Zakaz handlu w każdą niedzielę? Rząd do tego dąży. To pierwszy krok.
Zakaz handlu w każdą niedzielę? Rząd do tego dąży. To pierwszy krok. (PIOTR KAMIONKA/REPORTER)

Sejmowa komisja polityki społecznej i rodziny rozpatruje sprawozdanie podkomisji ds. rynku pracy na temat projektu ustawy o ograniczeniu handlu w niedziele. - Robimy pierwszy krok na drodze dojścia do zakazu, w takim kształcie, jakiego oczekuje Solidarność - mówił szef podkomisji ds. rynku pracy Janusz Śniadek (PiS).

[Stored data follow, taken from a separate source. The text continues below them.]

PR #5639, opened 2023-11-16
Move drainer configuration documentation to "options" for `Phoenix.Endpoint.socket/3`

rohan-b99:
The docs for the drainer config on the socket macro currently imply that it goes under the `websocket` or `longpoll` keys, but its actually read from the top level - see here https://github.com/phoenixframework/phoenix/blob/main/lib/phoenix/socket.ex#L450-L466

So e.g. this works

```elixir
    drainer: [batch_size: 10, batch_interval: 100],
    websocket: [
      connect_info: [session: @session_options]
    ]
```

but this doesn't:

```elixir
    websocket: [
      drainer: [batch_size: 10, batch_interval: 100],
      connect_info: [session: @session_options]
    ]
```


josevalim:
Hrm, I am almost that inside Phoenix.Socket the top-level options have been merged with the transport specific ones. So I would expect both to work.

josevalim:
Actually, looking at the code, we never merge them. We always read it from either :websockets or :longpoll, so the current version seems to correct to me (I verified it after some testing). :)

josevalim:

PR #5641, opened 2023-11-20
docs: update verified_routes.ex <.link/> examples

ruslandoga:
This PR updates `<.link>` components to use `href=` instead of `to=` as the latter doesn't seem to be supported anymore.


josevalim:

Już pierwsze chwile dyskusji były gorące. Poseł Ryszard Petru ściął się moderującą sprawozdanie przewodniczącą komisji. Zaznaczył, że mimo wprowadzonych poprawek tworzony jest "prawny potworek". Lista wyłączeń sprawi, że handel przeniesie się do hoteli, aptek, na stacje paliw i dworce. A dozwolenie sprzedaży dewocjonaliów i pamiątek pozwoli sklepom obchodzić prawo.

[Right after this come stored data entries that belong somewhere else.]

PR #5683, opened 2023-12-28
Use umbrella apps names instead of "default"

### LINKED ISSUE #5631: Multiple web apps in umbrella project generate conflicting esbuild and tailwind configs
### Environment

* Elixir version (elixir -v): 1.15.6 (compiled with Erlang/OTP 26)
* Phoenix version (mix deps): 1.7.10
* Operating system: macOS Ventura 13.6

### Actual behavior

I've created a Phoenix umbrella app and generated a second web application into it.

This resulted in duplicated configs generated for `:esbuild` and `:tailwind` in `config/config.exs`:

.@RyszardPetru: ustawa #ZakazHandlu spowoduje, że handel w niedzielę przeniesie do hoteli, aptek, na stacje paliw i dworce.#KupujęKiedyChcę

-- .Nowoczesna (@Nowoczesna) 26 października 2017

- Nie wylewajmy dziecka z kąpielą. Nie zabijajmy handlu - apelował poseł Petru i dodał, że gwarancja dwóch wolnych niedzieli w miesiącu dla pracowników jest lepszym rozwiązaniem niż zakaz handlu.

- Zrujnowaliście to co złożył komitet obywatelski. Mówienie więc o szacunku wobec wnioskodawców mija cię z celem. Mówicie już o 2, a nie 4 niedzielach, z czym w dalszym ciągu się nie zgadza komitet - mówiła Paulina Hennig-Kloska z Nowoczesnej. - Wyłóżmy karty na stół. Nie wiemy na czym skończymy. Zachowujemy się tak, jakbyśmy wprowadzali drobne zmiany. A jest to bardzo poważna kwestia, która będzie wpływać na dochody wielu gospodarstw domowych, producentów, rolników i w końcu na wpływy do budżetu państwa.

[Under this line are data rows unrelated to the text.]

PR #5687, opened 2024-01-01
Update copyright year to 2014 - Present

devcamke:


chrismccord:
Present is assumed. Thanks!

PR #5689, opened 2024-01-06
Make test suites generated by phx.gen.auth use async: true

goncalotomas:
Test suites generated by `mix phx.gen.auth` conditionally set `async: true` if the database adapter is Postgres. Some of those test suites are missing that condition despite no apparent issues running tests concurrently.

I used these steps to test this out:
- Created a simple demo app using `mix phx.new`
- Add authentication code using `mix phx.gen.auth Accounts User users` and run migrations
- Run `for X in 1 2 3 4 5 6 7 8 9 10; do mix test; done`

I've ran these tests many times and I did not see any failures.
Originally posed as a question [here](https://elixirforum.com/t/why-arent-all-test-suites-generated-by-mix-phx-gen-auth-tagged-with-async-true/60812), pinging @josevalim as requested :)


josevalim:

PR #5693, opened 2024-01-11
using map.field notation (without parentheses) to invoke function Phoenix.Digester.Gzip.file_extensions() is deprecated, you must add parentheses instead: remote.function()

bradhanks:


chrismccord:
❤️❤️❤️🐥🔥

PR #5696, opened 2024-01-15
Add assert redirect in auth tests

IgnacioGoldchluk:
The `phx.auth` tests for `on_mount/4`  do not verify the `updated_socket.redirected` attribute against the expected values.

Live view tests and connection tests do verify redirects via `assert_redirected` and `redirected_to` function helpers respectively, but I could not find any helper for `%Phoenix.LiveView.Socket{}` structs, therefore the PR adds test to match against the `redirected` attribute. Not sure if this is the ideal way to test redirects for `on_mount/4`?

Z kolei poseł Jacek Świat poparł rządowe propozycje. – Projekt jest dobry, bo nie podoba się ani radykalnym zwolennikom utrzymania handlu w niedzielę, jak i tym, którzy chcą go ograniczyć. Jest to dobry kompromis jako punkt wyjścia do dalszej pracy. Potwierdzają to sondaże - mówił.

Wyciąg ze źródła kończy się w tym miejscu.